── SUPPLIED MATERIAL ──
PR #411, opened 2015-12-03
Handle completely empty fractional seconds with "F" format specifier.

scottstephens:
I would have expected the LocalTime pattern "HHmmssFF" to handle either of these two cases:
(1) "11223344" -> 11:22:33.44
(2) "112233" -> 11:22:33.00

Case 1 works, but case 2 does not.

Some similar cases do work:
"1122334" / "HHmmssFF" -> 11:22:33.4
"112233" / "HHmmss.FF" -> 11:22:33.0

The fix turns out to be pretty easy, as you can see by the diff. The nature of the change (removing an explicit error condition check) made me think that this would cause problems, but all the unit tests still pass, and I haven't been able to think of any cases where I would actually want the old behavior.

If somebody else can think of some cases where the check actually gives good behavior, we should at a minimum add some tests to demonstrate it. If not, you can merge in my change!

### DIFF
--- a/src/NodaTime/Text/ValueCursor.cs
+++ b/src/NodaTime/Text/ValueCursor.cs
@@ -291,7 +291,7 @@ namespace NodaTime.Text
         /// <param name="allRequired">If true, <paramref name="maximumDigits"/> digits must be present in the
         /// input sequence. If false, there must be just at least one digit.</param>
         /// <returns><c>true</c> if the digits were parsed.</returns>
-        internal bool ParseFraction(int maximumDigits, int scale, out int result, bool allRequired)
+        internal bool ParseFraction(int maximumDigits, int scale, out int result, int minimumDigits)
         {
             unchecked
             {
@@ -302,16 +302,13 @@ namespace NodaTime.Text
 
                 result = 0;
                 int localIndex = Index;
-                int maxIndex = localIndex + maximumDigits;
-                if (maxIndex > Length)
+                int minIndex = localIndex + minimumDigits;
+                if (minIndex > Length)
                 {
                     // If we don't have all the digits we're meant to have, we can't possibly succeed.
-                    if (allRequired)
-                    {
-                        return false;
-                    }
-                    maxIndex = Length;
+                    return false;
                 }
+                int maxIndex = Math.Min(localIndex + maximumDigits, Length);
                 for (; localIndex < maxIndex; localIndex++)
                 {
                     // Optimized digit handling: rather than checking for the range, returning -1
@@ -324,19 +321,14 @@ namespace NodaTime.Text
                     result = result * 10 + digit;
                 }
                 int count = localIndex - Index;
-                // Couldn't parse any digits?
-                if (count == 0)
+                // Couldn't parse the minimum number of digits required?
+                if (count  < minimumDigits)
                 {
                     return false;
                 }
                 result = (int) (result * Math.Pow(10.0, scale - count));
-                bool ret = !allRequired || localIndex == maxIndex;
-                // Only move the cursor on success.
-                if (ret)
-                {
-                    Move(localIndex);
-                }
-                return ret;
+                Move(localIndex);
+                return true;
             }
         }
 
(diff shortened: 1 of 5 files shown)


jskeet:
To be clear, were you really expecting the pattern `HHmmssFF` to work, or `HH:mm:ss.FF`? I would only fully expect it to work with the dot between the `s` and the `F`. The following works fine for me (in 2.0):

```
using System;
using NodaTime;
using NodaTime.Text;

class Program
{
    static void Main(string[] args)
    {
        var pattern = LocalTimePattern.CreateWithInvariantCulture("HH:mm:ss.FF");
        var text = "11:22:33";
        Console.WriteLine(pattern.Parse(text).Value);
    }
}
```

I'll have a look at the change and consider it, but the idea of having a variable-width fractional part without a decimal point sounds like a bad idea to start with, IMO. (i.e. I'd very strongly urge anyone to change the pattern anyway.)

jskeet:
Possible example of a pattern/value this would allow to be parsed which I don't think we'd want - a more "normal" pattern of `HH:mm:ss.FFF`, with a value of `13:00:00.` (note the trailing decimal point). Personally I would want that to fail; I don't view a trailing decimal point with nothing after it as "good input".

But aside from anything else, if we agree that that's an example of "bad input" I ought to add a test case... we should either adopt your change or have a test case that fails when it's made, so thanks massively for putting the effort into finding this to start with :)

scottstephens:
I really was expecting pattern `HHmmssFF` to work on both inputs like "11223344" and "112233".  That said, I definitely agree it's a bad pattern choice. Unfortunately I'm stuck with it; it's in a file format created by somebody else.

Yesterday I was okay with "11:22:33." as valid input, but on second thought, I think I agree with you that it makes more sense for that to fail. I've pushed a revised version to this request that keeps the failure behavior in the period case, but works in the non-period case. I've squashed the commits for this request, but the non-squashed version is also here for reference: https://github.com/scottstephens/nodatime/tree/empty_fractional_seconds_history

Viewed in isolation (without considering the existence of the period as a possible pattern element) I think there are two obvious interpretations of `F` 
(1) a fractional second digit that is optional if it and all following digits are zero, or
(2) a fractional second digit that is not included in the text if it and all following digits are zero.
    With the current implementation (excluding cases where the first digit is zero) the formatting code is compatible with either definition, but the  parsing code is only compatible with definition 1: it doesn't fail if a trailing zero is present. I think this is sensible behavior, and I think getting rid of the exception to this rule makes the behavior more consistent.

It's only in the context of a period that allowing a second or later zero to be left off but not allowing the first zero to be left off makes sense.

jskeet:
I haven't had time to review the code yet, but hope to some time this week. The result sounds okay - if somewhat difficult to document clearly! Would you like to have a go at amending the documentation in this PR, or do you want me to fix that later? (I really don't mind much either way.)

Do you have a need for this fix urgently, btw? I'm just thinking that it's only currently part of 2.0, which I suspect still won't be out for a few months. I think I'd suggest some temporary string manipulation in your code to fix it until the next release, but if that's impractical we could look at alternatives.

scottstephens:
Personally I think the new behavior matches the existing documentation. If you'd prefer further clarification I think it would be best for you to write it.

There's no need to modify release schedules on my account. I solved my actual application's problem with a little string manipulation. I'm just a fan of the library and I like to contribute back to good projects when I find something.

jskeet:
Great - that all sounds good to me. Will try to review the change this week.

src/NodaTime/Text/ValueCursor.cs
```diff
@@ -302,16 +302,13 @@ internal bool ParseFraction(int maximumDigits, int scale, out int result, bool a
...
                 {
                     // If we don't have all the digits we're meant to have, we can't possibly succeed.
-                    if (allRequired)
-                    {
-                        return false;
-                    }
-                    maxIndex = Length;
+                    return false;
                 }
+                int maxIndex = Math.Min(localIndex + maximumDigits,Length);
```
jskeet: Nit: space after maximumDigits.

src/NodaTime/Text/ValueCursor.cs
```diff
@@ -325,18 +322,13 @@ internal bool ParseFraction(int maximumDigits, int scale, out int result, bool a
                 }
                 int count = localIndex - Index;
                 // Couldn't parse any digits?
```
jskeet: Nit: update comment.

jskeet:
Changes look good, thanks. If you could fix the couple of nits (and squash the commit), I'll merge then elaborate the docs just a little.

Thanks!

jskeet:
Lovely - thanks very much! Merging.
───
WHAT IS EXPECTED =>
Restate the material word for word so that no line differs from the original.

OUTPUT =>
PR #411, opened 2015-12-03
Handle completely empty fractional seconds with "F" format specifier.

scottstephens:
I would have expected the LocalTime pattern "HHmmssFF" to handle either of these two cases:
(1) "11223344" -> 11:22:33.44
(2) "112233" -> 11:22:33.00

Case 1 works, but case 2 does not.

Some similar cases do work:
"1122334" / "HHmmssFF" -> 11:22:33.4
"112233" / "HHmmss.FF" -> 11:22:33.0

The fix turns out to be pretty easy, as you can see by the diff. The nature of the change (removing an explicit error condition check) made me think that this would cause problems, but all the unit tests still pass, and I haven't been able to think of any cases where I would actually want the old behavior.

If somebody else can think of some cases where the check actually gives good behavior, we should at a minimum add some tests to demonstrate it. If not, you can merge in my change!

### DIFF
--- a/src/NodaTime/Text/ValueCursor.cs
+++ b/src/NodaTime/Text/ValueCursor.cs
@@ -291,7 +291,7 @@ namespace NodaTime.Text
         /// <param name="allRequired">If true, <paramref name="maximumDigits"/> digits must be present in the
         /// input sequence. If false, there must be just at least one digit.</param>
         /// <returns><c>true</c> if the digits were parsed.</returns>
-        internal bool ParseFraction(int maximumDigits, int scale, out int result, bool allRequired)
+        internal bool ParseFraction(int maximumDigits, int scale, out int result, int minimumDigits)
         {
             unchecked
             {
@@ -302,16 +302,13 @@ namespace NodaTime.Text
 
                 result = 0;
                 int localIndex = Index;
-                int maxIndex = localIndex + maximumDigits;
-                if (maxIndex > Length)
+                int minIndex = localIndex + minimumDigits;
+                if (minIndex > Length)
                 {
                     // If we don't have all the digits we're meant to have, we can't possibly succeed.
-                    if (allRequired)
-                    {
-                        return false;
-                    }
-                    maxIndex = Length;
+                    return false;
                 }
+                int maxIndex = Math.Min(localIndex + maximumDigits, Length);
                 for (; localIndex < maxIndex; localIndex++)
                 {
                     // Optimized digit handling: rather than checking for the range, returning -1
@@ -324,19 +321,14 @@ namespace NodaTime.Text
                     result = result * 10 + digit;
                 }
                 int count = localIndex - Index;
-                // Couldn't parse any digits?
-                if (count == 0)
+                // Couldn't parse the minimum number of digits required?
+                if (count  < minimumDigits)
                 {
                     return false;
                 }
                 result = (int) (result * Math.Pow(10.0, scale - count));
-                bool ret = !allRequired || localIndex == maxIndex;
-                // Only move the cursor on success.
-                if (ret)
-                {
-                    Move(localIndex);
-                }
-                return ret;
+                Move(localIndex);
+                return true;
             }
         }
 
(diff shortened: 1 of 5 files shown)


jskeet:
To be clear, were you really expecting the pattern `HHmmssFF` to work, or `HH:mm:ss.FF`? I would only fully expect it to work with the dot between the `s` and the `F`. The following works fine for me (in 2.0):

```
using System;
using NodaTime;
using NodaTime.Text;

class Program
{
    static void Main(string[] args)
    {
        var pattern = LocalTimePattern.CreateWithInvariantCulture("HH:mm:ss.FF");
        var text = "11:22:33";
        Console.WriteLine(pattern.Parse(text).Value);
    }
}
```

I'll have a look at the change and consider it, but the idea of having a variable-width fractional part without a decimal point sounds like a bad idea to start with, IMO. (i.e. I'd very strongly urge anyone to change the pattern anyway.)

jskeet:
Possible example of a pattern/value this would allow to be parsed which I don't think we'd want - a more "normal" pattern of `HH:mm:ss.FFF`, with a value of `13:00:00.` (note the trailing decimal point). Personally I would want that to fail; I don't view a trailing decimal point with nothing after it as "good input".

But aside from anything else, if we agree that that's an example of "bad input" I ought to add a test case... we should either adopt your change or have a test case that fails when it's made, so thanks massively for putting the effort into finding this to start with :)

scottstephens:
I really was expecting pattern `HHmmssFF` to work on both inputs like "11223344" and "112233".  That said, I definitely agree it's a bad pattern choice. Unfortunately I'm stuck with it; it's in a file format created by somebody else.

Yesterday I was okay with "11:22:33." as valid input, but on second thought, I think I agree with you that it makes more sense for that to fail. I've pushed a revised version to this request that keeps the failure behavior in the period case, but works in the non-period case. I've squashed the commits for this request, but the non-squashed version is also here for reference: https://github.com/scottstephens/nodatime/tree/empty_fractional_seconds_history

Viewed in isolation (without considering the existence of the period as a possible pattern element) I think there are two obvious interpretations of `F` 
(1) a fractional second digit that is optional if it and all following digits are zero, or
(2) a fractional second digit that is not included in the text if it and all following digits are zero.
    With the current implementation (excluding cases where the first digit is zero) the formatting code is compatible with either definition, but the  parsing code is only compatible with definition 1: it doesn't fail if a trailing zero is present. I think this is sensible behavior, and I think getting rid of the exception to this rule makes the behavior more consistent.

It's only in the context of a period that allowing a second or later zero to be left off but not allowing the first zero to be left off makes sense.

jskeet:
I haven't had time to review the code yet, but hope to some time this week. The result sounds okay - if somewhat difficult to document clearly! Would you like to have a go at amending the documentation in this PR, or do you want me to fix that later? (I really don't mind much either way.)

Do you have a need for this fix urgently, btw? I'm just thinking that it's only currently part of 2.0, which I suspect still won't be out for a few months. I think I'd suggest some temporary string manipulation in your code to fix it until the next release, but if that's impractical we could look at alternatives.

scottstephens:
Personally I think the new behavior matches the existing documentation. If you'd prefer further clarification I think it would be best for you to write it.

There's no need to modify release schedules on my account. I solved my actual application's problem with a little string manipulation. I'm just a fan of the library and I like to contribute back to good projects when I find something.

jskeet:
Great - that all sounds good to me. Will try to review the change this week.

src/NodaTime/Text/ValueCursor.cs
```diff
@@ -302,16 +302,13 @@ internal bool ParseFraction(int maximumDigits, int scale, out int result, bool a
...
                 {
                     // If we don't have all the digits we're meant to have, we can't possibly succeed.
-                    if (allRequired)
-                    {
-                        return false;
-                    }
-                    maxIndex = Length;
+                    return false;
                 }
+                int maxIndex = Math.Min(localIndex + maximumDigits,Length);
```
jskeet: Nit: space after maximumDigits.

src/NodaTime/Text/ValueCursor.cs
```diff
@@ -325,18 +322,13 @@ internal bool ParseFraction(int maximumDigits, int scale, out int result, bool a
                 }
                 int count = localIndex - Index;
                 // Couldn't parse any digits?
```
jskeet: Nit: update comment.

jskeet:
Changes look good, thanks. If you could fix the couple of nits (and squash the commit), I'll merge then elaborate the docs just a little.

Thanks!

jskeet:
Lovely - thanks very much! Merging.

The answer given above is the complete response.